>>>

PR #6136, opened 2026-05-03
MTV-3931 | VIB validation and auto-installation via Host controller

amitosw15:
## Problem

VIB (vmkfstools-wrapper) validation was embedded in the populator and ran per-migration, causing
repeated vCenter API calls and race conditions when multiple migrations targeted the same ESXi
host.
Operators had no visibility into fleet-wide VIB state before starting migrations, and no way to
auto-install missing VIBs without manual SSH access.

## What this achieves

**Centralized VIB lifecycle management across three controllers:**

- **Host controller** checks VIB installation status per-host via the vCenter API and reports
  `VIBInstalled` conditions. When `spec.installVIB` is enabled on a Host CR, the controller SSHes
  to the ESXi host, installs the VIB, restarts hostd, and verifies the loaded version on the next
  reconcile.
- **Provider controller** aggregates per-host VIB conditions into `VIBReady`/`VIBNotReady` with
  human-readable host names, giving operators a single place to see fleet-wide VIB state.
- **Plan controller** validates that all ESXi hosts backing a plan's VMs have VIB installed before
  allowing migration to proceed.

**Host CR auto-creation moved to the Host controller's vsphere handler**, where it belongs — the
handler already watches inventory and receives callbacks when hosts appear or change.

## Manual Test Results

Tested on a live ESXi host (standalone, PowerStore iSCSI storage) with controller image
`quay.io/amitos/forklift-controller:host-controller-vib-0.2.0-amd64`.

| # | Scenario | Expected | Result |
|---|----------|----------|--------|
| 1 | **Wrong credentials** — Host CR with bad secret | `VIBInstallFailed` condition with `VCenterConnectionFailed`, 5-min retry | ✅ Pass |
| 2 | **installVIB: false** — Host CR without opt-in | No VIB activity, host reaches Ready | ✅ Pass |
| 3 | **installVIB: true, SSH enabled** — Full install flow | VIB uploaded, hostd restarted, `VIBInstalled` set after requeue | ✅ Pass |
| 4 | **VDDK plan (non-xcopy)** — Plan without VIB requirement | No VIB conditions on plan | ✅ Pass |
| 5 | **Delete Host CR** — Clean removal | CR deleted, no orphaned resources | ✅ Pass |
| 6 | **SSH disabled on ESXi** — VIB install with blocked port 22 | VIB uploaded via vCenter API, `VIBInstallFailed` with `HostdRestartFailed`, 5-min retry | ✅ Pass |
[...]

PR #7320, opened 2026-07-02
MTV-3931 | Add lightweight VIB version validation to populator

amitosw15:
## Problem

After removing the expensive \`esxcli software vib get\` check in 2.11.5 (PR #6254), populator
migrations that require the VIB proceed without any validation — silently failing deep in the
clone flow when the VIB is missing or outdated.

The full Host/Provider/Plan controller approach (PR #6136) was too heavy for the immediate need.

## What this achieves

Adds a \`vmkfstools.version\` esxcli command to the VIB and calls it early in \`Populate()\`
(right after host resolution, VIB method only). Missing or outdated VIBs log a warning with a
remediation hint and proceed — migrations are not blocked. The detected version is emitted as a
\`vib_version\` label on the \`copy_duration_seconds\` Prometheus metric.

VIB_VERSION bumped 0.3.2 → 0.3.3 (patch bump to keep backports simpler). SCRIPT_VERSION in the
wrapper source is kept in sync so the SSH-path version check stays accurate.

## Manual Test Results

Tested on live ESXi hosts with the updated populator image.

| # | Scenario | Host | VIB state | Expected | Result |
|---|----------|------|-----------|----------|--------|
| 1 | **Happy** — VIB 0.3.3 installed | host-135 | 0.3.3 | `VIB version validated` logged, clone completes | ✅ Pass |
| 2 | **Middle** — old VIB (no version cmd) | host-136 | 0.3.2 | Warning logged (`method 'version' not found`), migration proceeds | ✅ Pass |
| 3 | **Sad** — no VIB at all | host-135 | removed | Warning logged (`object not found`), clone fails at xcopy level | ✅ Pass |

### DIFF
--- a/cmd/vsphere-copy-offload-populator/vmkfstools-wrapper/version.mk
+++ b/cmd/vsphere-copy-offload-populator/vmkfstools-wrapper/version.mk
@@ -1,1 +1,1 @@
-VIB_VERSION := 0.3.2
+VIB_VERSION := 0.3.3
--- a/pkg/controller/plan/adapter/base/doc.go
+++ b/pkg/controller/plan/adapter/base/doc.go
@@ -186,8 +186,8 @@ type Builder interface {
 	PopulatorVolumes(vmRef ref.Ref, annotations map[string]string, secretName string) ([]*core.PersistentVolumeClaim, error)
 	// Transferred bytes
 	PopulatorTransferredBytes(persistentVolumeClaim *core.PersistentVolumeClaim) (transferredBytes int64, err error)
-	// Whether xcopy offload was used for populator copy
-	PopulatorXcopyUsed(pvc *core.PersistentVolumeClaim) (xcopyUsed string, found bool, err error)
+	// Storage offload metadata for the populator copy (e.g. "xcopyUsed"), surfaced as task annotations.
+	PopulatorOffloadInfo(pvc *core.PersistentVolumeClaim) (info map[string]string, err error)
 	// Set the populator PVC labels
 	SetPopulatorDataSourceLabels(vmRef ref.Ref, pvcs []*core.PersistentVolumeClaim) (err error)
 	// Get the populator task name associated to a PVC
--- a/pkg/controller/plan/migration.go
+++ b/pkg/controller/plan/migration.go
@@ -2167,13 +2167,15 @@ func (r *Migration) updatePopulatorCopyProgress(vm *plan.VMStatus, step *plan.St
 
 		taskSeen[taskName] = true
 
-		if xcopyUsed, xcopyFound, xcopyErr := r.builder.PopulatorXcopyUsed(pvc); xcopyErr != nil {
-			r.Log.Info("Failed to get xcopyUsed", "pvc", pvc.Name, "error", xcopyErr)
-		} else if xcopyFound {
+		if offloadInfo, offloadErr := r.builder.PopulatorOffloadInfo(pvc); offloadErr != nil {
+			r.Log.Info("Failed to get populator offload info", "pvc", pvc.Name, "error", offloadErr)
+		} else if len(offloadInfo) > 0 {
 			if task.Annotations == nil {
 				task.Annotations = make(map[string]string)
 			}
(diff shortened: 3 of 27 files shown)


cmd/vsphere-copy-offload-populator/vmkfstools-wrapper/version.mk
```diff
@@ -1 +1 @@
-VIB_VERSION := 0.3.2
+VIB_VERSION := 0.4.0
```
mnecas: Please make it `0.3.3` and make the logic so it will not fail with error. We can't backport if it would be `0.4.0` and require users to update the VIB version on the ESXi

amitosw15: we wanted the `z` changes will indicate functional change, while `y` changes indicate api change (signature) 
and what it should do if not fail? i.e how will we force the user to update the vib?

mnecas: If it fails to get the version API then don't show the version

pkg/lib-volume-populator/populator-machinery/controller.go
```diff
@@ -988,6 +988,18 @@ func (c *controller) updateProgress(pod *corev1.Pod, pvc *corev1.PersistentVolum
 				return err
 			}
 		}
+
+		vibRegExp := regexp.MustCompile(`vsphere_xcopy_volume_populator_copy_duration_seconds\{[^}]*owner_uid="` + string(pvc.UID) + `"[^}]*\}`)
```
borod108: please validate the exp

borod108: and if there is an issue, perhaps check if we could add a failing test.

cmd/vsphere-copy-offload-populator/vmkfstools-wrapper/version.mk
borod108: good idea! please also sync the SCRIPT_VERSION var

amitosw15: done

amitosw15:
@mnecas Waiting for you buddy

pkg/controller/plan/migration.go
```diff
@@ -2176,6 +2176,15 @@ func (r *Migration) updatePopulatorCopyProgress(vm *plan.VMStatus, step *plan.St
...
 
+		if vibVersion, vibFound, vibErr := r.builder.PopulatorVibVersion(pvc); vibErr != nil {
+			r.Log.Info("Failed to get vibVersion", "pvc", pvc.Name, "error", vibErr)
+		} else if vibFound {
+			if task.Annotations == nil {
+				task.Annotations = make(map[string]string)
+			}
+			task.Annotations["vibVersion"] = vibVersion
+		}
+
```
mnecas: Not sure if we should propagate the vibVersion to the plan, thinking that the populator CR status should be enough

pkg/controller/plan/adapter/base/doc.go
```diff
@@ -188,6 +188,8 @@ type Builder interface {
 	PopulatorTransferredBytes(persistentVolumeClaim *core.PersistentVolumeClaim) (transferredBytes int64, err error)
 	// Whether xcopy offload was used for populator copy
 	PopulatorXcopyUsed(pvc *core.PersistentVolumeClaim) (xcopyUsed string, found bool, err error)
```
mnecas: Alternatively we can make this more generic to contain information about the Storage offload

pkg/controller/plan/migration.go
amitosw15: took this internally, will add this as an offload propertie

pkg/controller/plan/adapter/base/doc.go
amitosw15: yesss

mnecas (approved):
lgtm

<<<

▶ Work task
Filter on the word "step": copy each matching line from the entries above.

▶ Finished exercise
@@ -2167,13 +2167,15 @@ func (r *Migration) updatePopulatorCopyProgress(vm *plan.VMStatus, step *plan.St
@@ -2176,6 +2176,15 @@ func (r *Migration) updatePopulatorCopyProgress(vm *plan.VMStatus, step *plan.St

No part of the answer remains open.